Burg/Schloss

Schloss Hohenholz

Dorfstraße 7, 17326 Krackow-Hohenholz

Highlights

  • Zwei Herrenhäuser – ‚altes‘ und ‚neues Schloss‘ – entstanden im 19. Jh. für die Grafen von Eickstedt-Peterswald.
  • Das ‚Neue Schloss‘ ist ein zweigeschossiger neobarocker Putzbau aus der zweiten Hälfte des 19. Jahrhunderts.

Tipps

  • Der barrierefreie Zugang zum Gelände ermöglicht einen ungehinderten Besuch für alle Besuchergruppen.
  • Im historischen Saal der ehemaligen Dorfschule finden sich originale Elemente wie der alte Klassenraum mit originaler Ausstattung.
  • Die beiden Herrenhäuser im Ort bieten Einblicke in die Architektur des 19. Jahrhunderts und die Geschichte der Adelsfamilie von Eickstedt-Peterswald.

Eigenschaften

Kulturell Ganzjährig

Burg Hohenholz Krackow-Hohenholz entdecken

Das Schloss Hohenholz in dem malerischen Ort Krackow-Hohenholz ist ein historisches Juwel, das tief in der regionalen Geschichte verwurzelt ist.
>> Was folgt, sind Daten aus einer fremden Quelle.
PR #2583, opened 2020-12-04
Don't display the Leave or Cancel dialog when saving a new item

PenghaiZhang:
##### Checklist

- [ ] tests are included

##### Description of change

The previous fix made in #1330 does not work in Selection Session because the ItemSummary page URL has some query params (e.g. `stateId=2`). 

So in this PR, I slightly modified the ItemSummary URL Regex to make sure it also works for above situation.

A video is available [here](https://streamable.com/rdrck4).


edalex-ian (approved):
Yeah, I'm happy to approve this in the current timeline.

Ideally though, there'd be proper breakdown and doco for that regex.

Ursprünglich als Rittergut angelegt, entwickelte sich der Ort im Laufe der Jahrhunderte zu einem beschaulichen Dorf mit architektonischen Besonderheiten. Besonders prägend sind die beiden Herrenhäuser, die heute als „altes“ und „neues Schloss“ bezeichnet werden. Beide wurden für die Adelsfamilie der Grafen von Eickstedt-Peterswald errichtet und spiegeln den Reichtum und Einfluss der Region wider.

Das „Neue Schloss“ besticht durch seinen neobarocken Putzbau, der im ausgehenden 19. Jahrhundert entstand. Der zweigeschossige Bau mit seinen klassizistischen Formen steht als Zeugnis des historischen Wohnkomforts der Grafenfamilie. Obwohl die Gebäude heute teilweise verfallen wirken, verströmen sie eine besondere Atmosphäre – ein Relikt vergangener Pracht, das an die Zeit der lokalen Aristokratie erinnert. Die Umgebung, geprägt von der Nähe zum „Randowbruch“, einem moorartigen Gebiet an der Grenze zu Mecklenburg-Vorpommern, verleiht dem Ort eine einzigartige Naturkulisse.

Direkt gegenüber dem Schloss befindet sich ein weiteres historisches Gebäude: das ehemalige Pfarrhaus, das nach dem Zweiten Weltkrieg zu einer Dorfschule umgebaut wurde. Der heutige Saal war einst ein Klassenzimmer, in dem drei Klassen gleichzeitig unterrichtet wurden. Die sorgfältige Renovierung bewahrt bis heute die Spuren dieser Nutzung – ein seltenes Beispiel für den Wandel von Sakral- zu Bildungsraum. Die Kombination aus Schlossarchitektur und schulischer Geschichte macht Hohenholz zu einem faszinierenden Ort der regionalen Identität.

Wer sich für Geschichte und ländliche Kultur interessiert, findet in Krackow-Hohenholz mehr als nur ein verfallenes Herrenhaus. Die Nähe zur Uckermark und die Verbindung von Adelsgeschichte mit bäuerlichem Leben schaffen eine besondere Atmosphäre. Obwohl das Schloss heute nicht öffentlich zugänglich ist, lädt die Umgebung zu Spaziergängen ein – etwa entlang der alten Dorfstraßen oder durch die stillen Wälder der Umgebung. Ein Ausflug hierher ist ein Stück Zeitreise in eine vergessene Welt der brandenburgisch-mecklenburgischen Geschichte.

Mit seiner Mischung aus verfallener Pracht, historischer Schule und der malerischen Landschaft ist das Schloss Hohenholz ein verstecktes Juwel für Geschichtsinteressierte und Romantiker. Die beiden Herrenhäuser stehen als stumme Zeugen vergangener Epochen – ein Ort, der zum Verweilen und Träumen einlädt. Wer die ruhige Seite der Region erkunden möchte, findet hier ein Stück authentische Geschichte, fernab des Massentourismus.